Strong cash flows indicate financial stability, allowing a company to reduce debt, take advantage of growth opportunities, and pay dividends.
These companies also have a better ability to weather economic downturns, which is also an advantage for investors in the long term.
And for those looking for money machines, three mega-cap giants — Microsoft MSFT, Apple AAPL, and Alphabet GOOGL — all fit these criteria well. Let’s take a closer look at where each company stands.
Apple Stocks Rebound
After a slow lackluster start to 2024, Apple shares are back in fashion again last month. They rose 15%, significantly outperforming the S&P 500. Positive news about iPhone shipments to China boosted the results, while recent comments about AI also helped.
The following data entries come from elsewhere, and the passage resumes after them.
PR #5699, opened 2025-04-07
fix: kafka message batching applies to Confluent Cloud and Azure Event Hub

Sidddddarth:
# Description

Kafka stream manager is used for `Azure Event Hub` and `Confluent Cloud` destinations. The problem is message batching directive(configured for Kafka) is applied across all three as well which can be a problem if batched messages cannot be accepted further down the pipeline. The same compression directive still applies to all three.

## Linear Ticket

Resolves PIPE-1982
[Remove kafka batching on transformer and use client batching with a new config flag](https://linear.app/rudderstack/issue/PIPE-1982/remove-kafka-batching-on-transformer-and-use-client-batching-with-a)

## Security

### DIFF
--- a/services/streammanager/kafka/kafkamanager.go
+++ b/services/streammanager/kafka/kafkamanager.go
@@ -441,7 +441,8 @@ func NewProducerForAzureEventHubs(destination *backendconfig.DestinationT, o com
 	if err != nil {
 		return nil, err
 	}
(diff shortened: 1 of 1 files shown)


koladilip (approved):
LGTM, will dynamically hot reload.

cisse21 (approved):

The company has been profitable for many years and has provided many benefits over the years, including dividend increases. In fact, Apple increased its quarterly dividend in its latest quarterly announcement, marking its 12th consecutive year of dividend increases.
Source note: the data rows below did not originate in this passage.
PR #5703, opened 2025-04-08
chore: allow limiting query result via payload_size column aggregate

Sidddddarth:
# Description

1. Introduce a `payload_size` column to jobsdb jobs tables.
2. limit get jobs queries via aggregating sum over said column instead of sum over `pg_column_size(event_payload)`.

[Motivation](https://rudderlabs.slack.com/archives/C01HTT66UMB/p1741967424662249)

## Linear Ticket

[Resolves PIPE-2009](https://linear.app/rudderstack/issue/PIPE-2009/fix-payload-limiting-by-adding-actual-column-size-in-jobsdb)

## Security


jobsdb/jobsdb.go
```diff
@@ -1467,6 +1469,7 @@ func (jd *Handle) createDSTablesInTx(ctx context.Context, tx *Tx, newDS dataSetT
 		custom_val VARCHAR(64) NOT NULL,
 		event_payload `+string(columnType)+` NOT NULL,
 		event_count INTEGER NOT NULL DEFAULT 1,
+		payload_size INTEGER NOT NULL DEFAULT 0,
```
Sidddddarth, line 1472: allowing `NULL` would let us query right away by `sum(COALESCE(jobs.payload_size, pg_column_size(jobs.event_payload))) over (order by jobs.job_id) as running_payload_size`?

jobsdb/jobsdb_test.go
```diff
@@ -1536,6 +1537,86 @@ func TestGetDistinctParameterValues(t *testing.T) {
...
+		GetQueryParams{
+			CustomValFilters: []string{customVal},
+			ParameterFilters: []ParameterFilterT{
+				{Name: "destination_id", Value: destinationID},
+			},
+			JobsLimit:        1000,
+			PayloadSizeLimit: 1024 * bytesize.B,
+		})
+	require.NoError(t, err)
+	require.Equal(t, 64, len(unprocessed.Jobs))
```
Sidddddarth, line 1616: I expected lesser jobs. Tried with some different payloads too, but got the same result.

jobsdb/jobsdb.go
atzoum, line 1472: What about existing tables that don't have the column?

atzoum: but we are not doing a COALESCE now, right?

jobsdb/jobsdb_test.go
atzoum: you need to trigger compression threshold in postgresql, i.e. use payloads larger than 2 kB

jobsdb/jobsdb.go
Sidddddarth: I forgot to add the migration template!

Sidddddarth: We aren't yeah.
I just went with the 2 step solution.
Thought of this afterwards.

Sidddddarth:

Shares yield just 0.5% annually, but the company’s five-year dividend growth rate of 4.9% helps make up the difference.
Analysts have upgraded earnings estimates for this mega-stock, earning it a favorable Zacks Rank #2 (Buy). While the correction is not severe, it is undoubtedly a positive development for the stock and provides the fuel it needs to continue its outperformance.
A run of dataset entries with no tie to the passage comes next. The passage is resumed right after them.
PR #5704, opened 2025-04-08
feat(jobsdb): introduce jobMinRowsLeftMigrateThres

atzoum:
# Description

Introducing `JobsDB.jobMinRowsLeftMigrateThres` configuration property, for handling compaction of jobsdb datasets containing multiple destinations, where one destination is slower than the others. In such a case, jobsdb datasets end up containing some pending jobs (e.g. 40%), but the dataset doesn't get migrated because it is neither small (we count total number of jobs for calculating small tables) nor does it have an adequate percentage of completed jobs (70%).

With this new option, tables with less than 40K pending jobs will become migration candidates and will be migrated (i.e. compacted) alongside some other dataset candidate for migration, as long as one exists.

## Additional items

- Making jobsdb configuration properties tableprefix-aware, i.e. making it possible to have different settings for `gw`, `rt`, `batch_rt`, etc.

## Linear Ticket

resolves PIPE-2017

## Security

### DIFF
--- a/jobsdb/jobsdb.go
+++ b/jobsdb/jobsdb.go
@@ -776,7 +776,7 @@ func (jd *Handle) init() {
 	}
 
 	if string(jd.conf.payloadColumnType) == "" {
-		jd.conf.payloadColumnType = payloadColumnType(jd.config.GetStringVar(string(JSONB), "JobsDB.payloadColumnType"))
+		jd.conf.payloadColumnType = payloadColumnType(jd.config.GetStringVar(string(JSONB), jd.configKeys("payloadColumnType")...))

Microsoft Reports Strong Cloud Results
Microsoft shares led the market throughout the year, rising nearly 25%, with consistently positive sentiment following the quarterly earnings report. Analysts have been continually revising upwards their earnings estimates for the current fiscal year over the past year. The expected year-over-year increase is $11.77 per share, which equates to an increase of about 9%.
Analysts are optimistic about the recent strength of cloud, and the company should benefit greatly from AI. Cloud revenue grew 23% year-over-year in the most recent period, reflecting a reacceleration and pleasantly surprising investors.
While many were concerned about the cloud slowdown it experienced at one point, recent results point to an overall brighter outlook for the future. Like AAPL, strong cash flows contribute to a shareholder-friendly company, and Microsoft boasts a 10% annualized dividend growth rate over five years.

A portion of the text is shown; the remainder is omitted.